Их удивило, что Сокальчик понимающе кивнул своей маленькой головой, посаженной на длинной шее. Теперь он был похож на ощипанного гуся, бессмысленно заглядевшегося в мутную воду, но руководители бригады давно его раскусили и знали, что за нелепой его внешностью скрывается твёрдый характер и ясный ум.
— Да. Сказал, что не поедет. — Палюх встал и начал медленно расхаживать по комнате. — Но почему?
— Скверное дело. — Сокальчик огорчённо покачал головой. — Моя вина. Надо было раньше об этом рассказать. Может быть, и удалось бы что-нибудь придумать.
— В чём же всё-таки дело? — Палюх остановился.

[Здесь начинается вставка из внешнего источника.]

PR #14139, opened 2026-09-03
ci: authenticate github.com fetches during builds

hengfeiyang:
Design at: https://github.com/openobserve/designs/blob/main/infrastructure/CI/e2e-gate-design.md

## Why

Anonymous git and API requests are rate limited by GitHub per egress IP. Every ubicloud and eks runner shares its IP with all of our other jobs (and, on ubicloud, with other customers), so the more CI we run the more often anonymous fetches fail. Yesterday the web build's clone of `openobserve/o2-datasource` failed three times within one second on o2-enterprise#2543, twice in a row:

```
fatal: could not read Username for 'https://github.com': No such device or address
fatal: expected flush after ref listing
```

The same anonymous path is used by the 43 Cargo git dependencies whenever the Rust cache is cold, and by `taiki-e/install-action`, which calls the GitHub API without a token unless given one. Retries do not fix a per-IP limit; authenticating does, because authenticated requests are metered per token.

## What changes

- **`.github/actions/github-auth`** (new composite action): installs a global git credential helper backed by the job's `GITHUB_TOKEN`. A helper is consulted only when GitHub answers 401, so it never conflicts with the `extraheader` that `actions/checkout` keeps for the checked-out repository. It also sets `CARGO_NET_GIT_FETCH_WITH_CLI=true` so cargo's git dependencies go through the same helper, and `GIT_TERMINAL_PROMPT=0`.
- Every job that runs cargo, protoc or the web build uses the action right after checkout: unit tests (4 jobs), API build, Playwright build, daily regression build, DB validation, PR image builds, fork PR image, release, mobile builds, cargo-deny, cargo-audit.
- `taiki-e/install-action` gets `GITHUB_TOKEN`.
- `web/scripts/fetch-datasource-content.mjs` backs off 2 s, 8 s, 30 s between clone attempts instead of retrying three times inside one second. Defence in depth; the helper is the fix.

`GITHUB_TOKEN` can read public repositories and the workflow's own repository, which covers everything fetched today. No new secret.

## Not in this PR

- Release-asset downloads (protoc, mailpit) stay anonymous; the asset CDN is not the endpoint that throttles. Can be switched to `gh release download` later.
- The datasource content is 79 MB and last changed on 2026-08-20. Vendoring the generated output into the repo, refreshed by a scheduled PR, would take this fetch off the build path entirely. Separate proposal.
- o2-enterprise needs the same action in its runtime build job (paired PR follows).

## Verification

Workflow YAML validated locally; the action has not run in CI yet. This PR carries `e2e`, so its own builds exercise the helper on the datasource clone and on the cargo git dependencies.

### DIFF
--- a/.github/actions/github-auth/action.yml
+++ b/.github/actions/github-auth/action.yml
@@ -1,0 +1,20 @@
+name: GitHub auth for git and cargo
+description: Authenticate every github.com fetch in this job (git clone, cargo git dependencies) so shared-IP anonymous rate limits do not apply
+inputs:
+  token:
+    description: Token with read access to the repositories fetched during the build
+    default: ${{ github.token }}
+runs:
+  using: composite
+  steps:
+    - shell: bash
+      env:
+        TOKEN: ${{ inputs.token }}
+      run: |
+        # A credential helper is consulted only when GitHub answers 401, so it never conflicts with the
+        # header actions/checkout keeps for the checked-out repository.
+        echo "GH_AUTH_TOKEN=$TOKEN" >> "$GITHUB_ENV"
+        git config --global credential.helper '!f() { echo username=x-access-token; echo "password=$GH_AUTH_TOKEN"; }; f'
+        echo "GIT_TERMINAL_PROMPT=0" >> "$GITHUB_ENV"
+        # cargo's libgit2 path does not always consult the helper; the git CLI always does.
+        echo "CARGO_NET_GIT_FETCH_WITH_CLI=true" >> "$GITHUB_ENV"
--- a/.github/workflows/api-testing.yml
+++ b/.github/workflows/api-testing.yml
@@ -94,6 +94,7 @@ jobs:
         with:
           fetch-depth: 0
 
+      - uses: ./.github/actions/github-auth
       - name: Setup Rust Toolchain
         uses: dtolnay/rust-toolchain@master
         with:
--- a/.github/workflows/audit-checker.yml
+++ b/.github/workflows/audit-checker.yml
@@ -18,7 +18,10 @@ jobs:
     runs-on: ubuntu-latest
     steps:
       - uses: actions/checkout@v5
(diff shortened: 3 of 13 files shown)


Shrinath-O2 (approved):

Shrinath-O2:


[ENT run](https://github.com/openobserve/o2-enterprise/actions/runs/33711417367)

Shrinath-O2:
### 🤖 E2E Council

- **Edition:** oss
- **Needs E2E:** false
- **Skip:** true — _CI-only and build-script changes; no user-facing UI or API behavior to test_
- **Feature:** CI GitHub auth helper + clone backoff (area: GeneralTests)

**EDITION: OSS** — All changed paths are under .github/ (workflows plus the new .github/actions/github-auth composite action) and web/scripts/ (a build-time helper). None live in enterprise-owned locations (enterprise/, o2_enterprise/, src/enterprise/) and there are no enterprise keywords in paths or symbols, so this is an OSS infrastructure change.

**SKIP: Yes** — The diff is CI-only: GitHub Actions workflow files, a new composite action, and a web build script (fetch-datasource-content.mjs). No web/src/** frontend code, no backend user-facing route, and no skip marker/label/comment in the inputs. Per the skip gate this is a no-user-facing-change change, so it is skipped.

**E2E WARRANTED: No** — E2E is not warranted: nothing adds or alters a user-facing UI flow or interaction. The only non-workflow file is a build-time datasource fetch script with no UI surface.

**AREA: GeneralTests** — n/a — no user-facing UI changes exist, so no product area applies; GeneralTests is used only as a placeholder.

**GROUP: ?** — n/a — skipped, no spec will be generated and no playwright matrix group is needed.

**EXISTING TESTS: No** — No Playwright E2E specs under tests/ui-testing/playwright-tests/ are changed in the diff; only workflow and build-script files are touched.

— Его отца застрелили наши, — спокойно произнёс белый паренёк. — Вот в этом-то и всё дело.
— То есть как — застрелили? — склонился над столом Ясинский. — Как это случилось?
Палюх сел. Он был утомлён после бессонной ночи. В последнее время ему вообще приходилось мало спать. Строительство нового города разворачивалось всё шире, и работа бригады с каждым днём становилась сложнее. Он протёр глаза жёсткими подушками ладоней и с трудом приподнял слипающиеся веки.

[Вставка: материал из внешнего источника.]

PR #14141, opened 2026-09-03
test: deflake metrics promql-builder tests (batch 3, part 1)

Shrinath-O2:
Batch 3 (metrics). Method per #14025. Test-side only.

- **#6 (wal-lag)**: metrics `beforeAll` waited a blind 5s for indexing, so the seeded `cpu_usage` was sometimes still not queryable → PromQL `query_range` returned empty → the P2 table rendered 0 rows. Replaced the sleep with `waitForMetricQueryable('cpu_usage')` that polls `/api/{org}/prometheus/api/v1/query` until the metric returns series.
- **#9 (empty-filter race)**: the P1/P2 label-value pickers read `valueOptions.count()` one-shot right after the popover opened, racing the async values fetch → no value selected → `metric{label=""}` matches nothing → empty table. New `selectFirstLabelValue()` gates on the first option attaching before selecting.

Local verify pending (local server was down); relying on the CI 3× first-try gate.

### DIFF
--- a/tests/ui-testing/pages/metricsPages/metricsBuilderPage.js
+++ b/tests/ui-testing/pages/metricsPages/metricsBuilderPage.js
@@ -574,6 +574,20 @@ export class MetricsBuilderPage {
         return false;
     }
 
+    /** Select the first available label value, gating on the async values fetch; returns the value or ''. */
+    async selectFirstLabelValue() {
+        if (await this.isValueSelectDisabled()) return '';
+        await this.valueSelectLast.click();
+        await this.valuePopover.waitFor({ state: 'visible', timeout: 5000 });
+        // Values load async after the popover opens; wait for the first option to attach before reading, else a one-shot count races the fetch and selects nothing (→ metric{label=""} matches nothing).
+        await this.valueOptions.first().waitFor({ state: 'visible', timeout: 10000 }).catch(() => {});
+        if (await this.valueOptions.count() === 0) return '';
+        const value = (await this.valueOptions.first().textContent()).trim();
+        await this.valueOptions.first().click();
+        await this.valuePopover.waitFor({ state: 'hidden', timeout: 5000 }).catch(() => {});
+        return value;
+    }
+
     /**
      * Remove a label filter at the given index
      * @param {number} index - 0-based index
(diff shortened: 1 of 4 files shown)


neha00290 (approved):

Shrinath-O2:


[ENT run](https://github.com/openobserve/o2-enterprise/actions/runs/33714348218)

Shrinath-O2:
### 🤖 E2E Council

- **Edition:** oss
- **Needs E2E:** false
- **Skip:** true — _no user-facing change - test-only refactor (Playwright page object, E2E spec, and utils); no web/src or backend code changed_
- **Feature:** Metrics PromQL Builder Test Robustness Refactor (area: Metrics)
- **Would write:** `tests/ui-testing/playwright-tests/Metrics/metrics-promql-builder.spec.js`

**EDITION: OSS** — All changed paths are under tests/ui-testing/ (pages/metricsPages, playwright-tests/Metrics, playwright-tests/utils). None are enterprise-owned directories and there are no enterprise keywords (cipher/SSO/SAML/RBAC/SDR/etc.) in paths or symbols, so this is an OSS change.

**SKIP: Yes** — The change is test-only: it refactors a Playwright page object (extracting selectFirstLabelValue), an existing Metrics E2E spec, and two test utils (replacing a blind 5s sleep with waitForMetricQueryable polling). No web/src frontend file or backend path changed, so there is no user-facing behavior to exercise; no skip marker/label/comment was present either.

**E2E WARRANTED: No** — E2E is not warranted because the change alters no user-facing UI flow in web/src/** and adds no new product behavior. It only improves the robustness/flakiness-resistance of already-existing Playwright metrics tests, so there is nothing new for the pipeline to verify or generate.

**AREA: Metrics** — Metrics - the entire change lives in the metrics E2E surface (tests/ui-testing/pages/metricsPages, tests/ui-testing/playwright-tests/Metrics, and metrics-specific utils), matching the existing Metrics test area.

**GROUP: Metrics** — The spec under change lives in tests/ui-testing/playwright-tests/Metrics, and the closest matrix testfolder in the CI manifest is the Metrics shard (actual_folder Metrics, run_files of metrics-*.spec.js), so Metrics is the correct playwright_group.

**EXISTING TESTS: Yes** — One Playwright E2E spec is in the diff: tests/ui-testing/playwright-tests/Metrics/metrics-promql-builder.spec.js. It does not cover a new feature - there is no new product behavior - it is a refactor of the existing PromQL builder test (consolidating duplicate label-value selection into a helper and tightening table-wait/ingest-wait logic). The other changed files are a page object and utils, not specs.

— Как же это случилось? — повторил он вслед за Ясинским.
Вода в ручье сделалась совсем голубой, и он журчал теперь громче обычного, как всегда бывает перед наступлением вечера. Ветки склонившегося над берегом орешника были покрыты тоненьким слоем белой пыли. Земба провёл пальцем по поверхности сморщенного листочка и отпустил ветку. Она взлетела вверх, дрогнула и застыла.

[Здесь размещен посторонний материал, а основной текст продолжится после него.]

PR #14124, opened 2026-09-02
test: deflake 5 UI tests (batch 2)

Shrinath-O2:
Deflake batch 2 (method per #14025). Test-side only, no product code.

- **Logs/join** join queries & **Streams/streaming** Left join: racy `clearAndFillQueryEditor` select-all no-ops under CI load → atomic `setQueryEditorContent`.
- **Logs/indexquery** custom timestamps: hardened `clickRelative15MinButton` to mirror `clickRelative6WeeksButton` (settle toolbar, verify label, retry).
- **GeneralTests/ingestionTokens** toggle: table client-paginates 20/page → filter to the token name so the row is on page 1 before clicking.
- **Pipelines/pipelines-form-validation** associate-function: build a fresh node so the drawer opens with no function selected (was scanning the shared org-wide list, which prefilled a function under parallel load); dropped 2 `test.skip`.

Local ≥2 green each; full Logs/join 10/10, no regressions.

PR #14144, opened 2026-09-03
test: deflake VRL table-chart warning + join-family siblings (batch 4)

Shrinath-O2:
Batch 4. Method per #14025. Test-side only.

- **#21 [P1] table-chart selection without VRL warning** *(Dashboards)*: root cause — `runQueryAndWaitForCompletion` gated on the `logs-search-bar-visualize-cancel-btn`, which is **enterprise-gated** (SearchBar.vue `config.isEnterprise`), so on OSS both waits are no-ops and it returns without waiting for the query. `verifyChartRenders`' loose `.first()` OR-gate then resolves on a transient `chart-renderer` while the actual `dashboard-panel-table` (asserted next) isn't up → `spec:557` element-not-found. Fix: add an OSS-safe positive completion gate, with an `expectTable` option so table tests wait on the table specifically.
- **Join-family siblings** *(Logs/join + Streams/streaming)*: Full-join, Right-join, join-like, join-limit still used the racy `clearAndFillQueryEditor` select-all → converted to atomic `setQueryEditorContent` (same fix already shipped for join/left-join in #14124).

Local: #21 green ×2 + full visualize-vrl 16/16 (no regression from the shared helper change); Logs/join 10/10 + siblings ×2; Streams join 6/6.

### DIFF
--- a/tests/ui-testing/pages/dashboardPages/visualise.js
+++ b/tests/ui-testing/pages/dashboardPages/visualise.js
@@ -311,7 +311,7 @@ export default class LogsVisualise {
     await this.queryEditor.fill(vrl);
   }
 
-  async runQueryAndWaitForCompletion() {
+  async runQueryAndWaitForCompletion({ expectTable = false } = {}) {
     const runBtn = this.page.locator(
       '[data-test="logs-search-bar-visualize-refresh-btn"]'
     );
@@ -323,6 +323,11 @@ export default class LogsVisualise {
     // Wait for query to start (cancel btn appears) then complete (cancel btn disappears)
     await cancelBtn.waitFor({ state: "visible", timeout: 5000 }).catch(() => {});
     await cancelBtn.waitFor({ state: "hidden", timeout: 30000 }).catch(() => {});
+    // The cancel button is enterprise-gated (SearchBar.vue config.isEnterprise), so on OSS the waits above are no-ops that don't gate completion — wait for the result to actually render (the table specifically when the caller expects one, so a transient chart-renderer can't satisfy the gate early).
+    const resultSelector = expectTable
+      ? '[data-test="dashboard-panel-table"]'
+      : '[data-test="chart-renderer"], [data-test="dashboard-panel-table"]';
+    await this.page.locator(resultSelector).first().waitFor({ state: "visible", timeout: 30000 }).catch(() => {});
   }
 
   // Helper function to check for dashboard errors
--- a/tests/ui-testing/pages/logsPages/logsPage.js
+++ b/tests/ui-testing/pages/logsPages/logsPage.js
@@ -2238,12 +2238,14 @@ export class LogsPage {
     }
 
     async kubernetesContainerNameJoinLimit() {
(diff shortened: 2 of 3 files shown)


vamsikarthikr (approved):

neha00290 (approved):

Shrinath-O2:


[ENT run](https://github.com/openobserve/o2-enterprise/actions/runs/33731520336)

Shrinath-O2:
### 🤖 E2E Council

- **Edition:** oss
- **Needs E2E:** false
- **Feature:** Visualize VRL E2E reliability fixes (area: Dashboards)
- **Would write:** `tests/ui-testing/playwright-tests/Dashboards/visualize-vrl.spec.js`

**EDITION: OSS** — All three changed files live under tests/ui-testing/ (tests/ui-testing/pages/dashboardPages/visualise.js, tests/ui-testing/pages/logsPages/logsPage.js, tests/ui-testing/playwright-tests/Dashboards/visualize-vrl.spec.js). None are under enterprise/ or o2_enterprise/ paths, and no enterprise-gated symbols (SSO/SAML/RBAC/SDR/logo-management) are added. The only 'enterprise' mention is a code comment explaining that the visualize refresh cancel button is enterprise-gated, which is prose in test code and does not make the change enterprise.

**SKIP: Yes** — Test-only change: the diff modifies page-object helpers and an existing Playwright spec to fix flakiness (waiting for the result to actually render instead of relying on the enterprise-gated cancel button, and replacing clearAndFillQueryEditor with setQueryEditorContent to avoid stale editor text). No file under web/src/ and no backend path a user could hit changed, so there is no user-facing UI or behavior change. No explicit skip label or skip comment was present either.

**E2E WARRANTED: No** — needs_e2e is false because nothing under web/src/ changed and no new view, control, interaction, validation, or state was introduced. The spec edits only harden existing wait conditions (passing expectTable and removing a commented-out waitForTableData), so there is no new user-facing behavior to verify with a generated E2E test.

**AREA: Dashboards** — Dashboards — the only E2E spec touched is tests/ui-testing/playwright-tests/Dashboards/visualize-vrl.spec.js, and its page object (pages/dashboardPages/visualise.js) belongs to the dashboard visualize flow. The logsPage.js join-helper edits are also test-side only and do not shift the area.

**GROUP: Dashboards-Visualize** — Dashboards-Visualize — the ci-matrix manifests (tests/ui-testing/ci-matrix/ci_matrix_cloud.json) place visualize-vrl.spec.js in the Dashboards-Visualize shard (actual_folder Dashboards), so that is the closest existing matrix group.

**EXISTING TESTS: Yes** — The diff modifies one Playwright E2E spec, tests/ui-testing/playwright-tests/Dashboards/visualize-vrl.spec.js (existing_tests_in_diff=true), but it only hardens existing waits (expectTable flag, removing a commented-out waitForTableData) — it does not add coverage for any new feature because no new feature exists in this diff. The visualise.js and logsPage.js edits are page-object/helper changes, not E2E spec coverage.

«Теперь она притворяется, будто никто её не трогал, — промелькнуло у него в голове. Он закрыл глаза. — Вот лежу тут, играю ветками, а ведь там…»
Но что можно было поделать? Бывает так, что незначительные мысли возникают вдруг рядом с важными, а человек и сам не знает, почему он перестал думать об отце и начал размышлять об орешнике…
На стене их хаты висела большая фотография. На переднем плане — молодой уланский ротмистр верхом на коне. А позади, на небольшом от него расстоянии, — второй всадник, тоже улан. Внизу, тут же, над нижней планкой рамы, нарисована гирлянда из роз, обвивающих надпись: «1920 год».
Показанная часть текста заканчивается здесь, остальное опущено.